Между тем, тихо посвистывая, пневматическая машина вращает винтовой механизм кровати. Ах, ещё можно позволить себе понежиться в постели, пока она не накрениться так, что с меня сползёт одеяло. Но хватит, пора вставать, не то я сам упаду на пол вслед за одеялом.

Моя кровать самый совершенный будильник эпохи пара. Она разбудит любого, если только он не мертвецки пьян, но такого позора со мной не случалось даже в годы несознательной студенческой молодости. Я могу просыпаться и под обычный будильник. Но треск дешёвого будильника не пристал королевскому служащему. Конечно, королевский гимн был бы подобающим выбором. Но возможно среди моих соседей есть сторонники парламентской республики. Каждый имеет право на своё мнение, лишь бы оно не нарушало закон. И мне, как вежливому человеку, не пристало выпячивать своё собственное мнение напоказ. Это может быть неразумно. К тому же, признаюсь, мелодия королевского гимна отчего-то вгоняет меня в царство Морфея ещё глубже. Да и что удивительного? Если играет королевский гимн, значит всё спокойно и можно смело предаться благонадёжному сну.

Вот потому я и остановил свой выбор на механической кровати. Она умеет многое. Несколько рычагов могут заставить её превратиться в диван. Или даже в удобное кресло. Любой наклон спинки, какой пожелаете. За высоту подлокотников отвечает другой рычажок. Сперва кажется немного сложным, но на каждом рычаге есть надпись. И ещё есть книга с инструкцией, не помню только, куда я её подевал. А самое ценное для меня это встроенный часовой механизм будильника, пробуждающего без лишнего шума. Интересно, а в армии то же введут такие кровати? Это было бы полезно в целях сохранения тайны. Сейчас побудка в гарнизонной крепости на много вёрст окрест слышна грохотом барабанов и рёвом горнов. Любой шпион проснётся от такого шума и не медля пошлёт голубя, и вот уже враг знает, что мы готовы к бою. Но совсем другое дело, когда армия пробуждается бесшумно. Враг подкрадывается и не догадывается, что все солдаты уже на своих местах. И вот, когда коварный злодей хочет напасть на наших безмятежно дремлющих солдат – сюрприз! Мы и не думали дремать! С такими кроватями врагу никогда не застать нас врасплох.
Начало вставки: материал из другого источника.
PR #57, opened 2024-12-05
metrics

ltitanb:
add prometheus metrics:
- simulator
- redis
- api
- db

### DIFF
--- a/crates/api/src/gossiper/grpc_gossiper.rs
+++ b/crates/api/src/gossiper/grpc_gossiper.rs
@@ -25,10 +25,10 @@ use crate::{
 
 use super::types::broadcast_cancellation::BroadcastCancellationParams;
 
-const HEADER_ENDPOINT: &str = "header";
-const PAYLOAD_ENDPOINT: &str = "payload";
-const GET_PAYLOAD_ENDPOINT: &str = "get_payload";
-const CANCELLATION_ENDPOINT: &str = "cancel";
+const HEADER_ID: &str = "header";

Однако мне и самому пора пробудиться окончательно. Едва я сунул ноги в мягкие домашние туфли и поднялся с кровати, как скрытый в её чреве пружинный клапан ощутил отсутствие моего тела и передвинул золотник воздухопровода. Тотчас же пневмомашина принялась возвращать постель в прежнее горизонтальное положение. Единственное чего машина не умеет, это застилать простыни и одеяла. Это забота приходящей прислуги. Я даже не знаю, как её зовут, но всегда оставляю мелкую монету. Когда я возвращаюсь со службы, постель всегда застелена свежим бельём, в комнате прибрано, а мелкой монеты нет. Думаю, прислугу такое положение дел то же устраивает. В конце концов, все мы живём в обществе и приносим ему пользу в меру своих способностей, за что и получаем по этим способностям плату.
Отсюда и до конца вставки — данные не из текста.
PR #66, opened 2024-12-09
chore: fix genesis timestamp for devnet

zsluedem:
We are testing helix in the devnet(kurtosis devnet) which the genensis time is different from public network. The genesis delay needs to be considered otherwise the time is always wrong.

The pr is mainly to fix the problems by including genesis delay for other networks.


zsluedem:
@ltitanb Sorry for late update. It is fixed. Could you please check.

Витая в этих благостных мыслях я прохожу в уборную. Да, я снимаю такое жильё, где у меня даже есть своя уборная. И это конечно намного лучше моей прежней съёмной квартиры, где уборная была одна на весь этаж и утром туда выстраивалась очередь. И, между прочим, у меня тут смывной туалет. Роскошь, которая в старину была не всякому монарху доступна, теперь же уже любой горожанин имеет доступ к таким благам цивилизации.
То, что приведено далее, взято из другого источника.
PR #79, opened 2025-03-08
bugfix: validator registry decoding issue

ckartik:
* There was an issue with ethers.rs in it's ability to decode certain values needed for the function call to `isValidatorOptedIn`- this code changes the implementation to manually encode/decode values for the function call.


crates/api/src/service.rs
```diff
@@ -98,7 +98,7 @@ impl ApiService {
             db.clone(),
             multi_beacon_client.clone(),
             auctioneer.clone(),
-            EthereumPrimevService::new(config.primev_config.unwrap()).await.unwrap(),
+            EthereumPrimevService::new(config.primev_config.clone().unwrap()).await.unwrap(),
```
0w3n-d, line 101: Can we make this optional and remove the unwraps? The relay shouldn't crash if the primev config is not present.
The relay should be able to run without it.

ckartik: Sure, let me make a new PR to add this.

PR #92, opened 2025-04-01
alloy-migration-2: housekeeper

ltitanb:
migrate most of housekeeper 
add new types crate + utils function to use in the transition


crates/common/src/eth/electra.rs
```diff
@@ -224,26 +222,26 @@ fn kzg_commitment_merkle_proof(
         .get_mut(0..std::mem::size_of::<usize>())
         .unwrap()
         .copy_from_slice(&length.to_le_bytes());
-    let length_root = H256::from_slice(length_bytes.as_slice());
+    let length_root = B256::from_slice(length_bytes.as_slice());
```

У моей уборной есть ещё некоторые приятные свойства. И это не только разные удобные шкафчики в её стенах, для хранения всякой всячины, которая бывает нужна в таком месте. Шкафчиками никого не удивить и век назад. А вот например освещение от газовых рожков. Они вспыхивают, стоит мне открыть дверь. При следующем открытии двери они так же сами погаснут. Конечно, невелика диковинка, шнур от двери протянут через систему блоков и противовесов, они-то и открывают или закрывают газовый кран. Но всё же мне это кажется удобнее, чем архаичное освещение свечами.

Есть здесь и то, что человеку прошлого века показалось бы не иначе как чудом. Едва крышка над отверстием (назначение которого известно всем и я не нахожу нужным уточнять это в приличном обществе) захлопывается, как тут же система противовесов раскрывает дверцы того шкафа, что ближе к выходу, и он превращается в умывальник. Часовой механизм услужливо подогрел воду к моменту моего пробуждения. Как же это приятно умываться поутру горячей водой! Каждое утро я вспоминаю холод ледяной воды, и радуюсь своей нынешней роскоши. Да, эта роскошь обошлась мне в копеечку. И кое-кто сказал бы, что я живу не по средствам. Но право же, этот небольшой комфорт определённо стоил всех моих скромных сбережений за два года безупречной службы.

Умывшись, я по обыкновению взглянул на себя в зеркало. Ещё одно удобство, зеркало прямо над умывальником. Для тех, кто заботится о красоте это особенно кстати. Увы, на своём лице я не замечал никаких признаков даже намёка на самую редкую щетину. Товарищи по студенческому братству подшучивали надо мной, мол потому я избрал стезю делового циркуляра, что безусых не берут в кадеты, а тому у кого не растут бакенбарды нечего делать на флоте. Но вот я давно не студент, а вполне самостоятельный мужчина. И, однако, естественного украшения мужественности на моём лице так и не появилось. Былые товарищи при встрече утешают меня, что зато я экономлю на визитах к брадобрею. Это слабое утешение, когда в компании сверстников я единственный до сих пор выгляжу как мальчишка. Надеюсь, этот недостаток не помешает моему продвижению по службе.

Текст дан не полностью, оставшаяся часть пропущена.